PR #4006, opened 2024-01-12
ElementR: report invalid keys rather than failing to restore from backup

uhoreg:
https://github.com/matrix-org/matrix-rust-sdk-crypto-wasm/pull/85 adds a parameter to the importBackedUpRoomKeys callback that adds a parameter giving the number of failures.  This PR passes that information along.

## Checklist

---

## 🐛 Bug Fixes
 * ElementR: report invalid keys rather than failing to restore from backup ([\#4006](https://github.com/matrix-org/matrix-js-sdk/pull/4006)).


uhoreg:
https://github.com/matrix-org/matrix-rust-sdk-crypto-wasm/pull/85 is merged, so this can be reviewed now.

Work item = The answer is each line from the entries above in which the word "github" occurs.

Response box =
https://github.com/matrix-org/matrix-rust-sdk-crypto-wasm/pull/85 adds a parameter to the importBackedUpRoomKeys callback that adds a parameter giving the number of failures.  This PR passes that information along.
 * ElementR: report invalid keys rather than failing to restore from backup ([\#4006](https://github.com/matrix-org/matrix-js-sdk/pull/4006)).
https://github.com/matrix-org/matrix-rust-sdk-crypto-wasm/pull/85 is merged, so this can be reviewed now.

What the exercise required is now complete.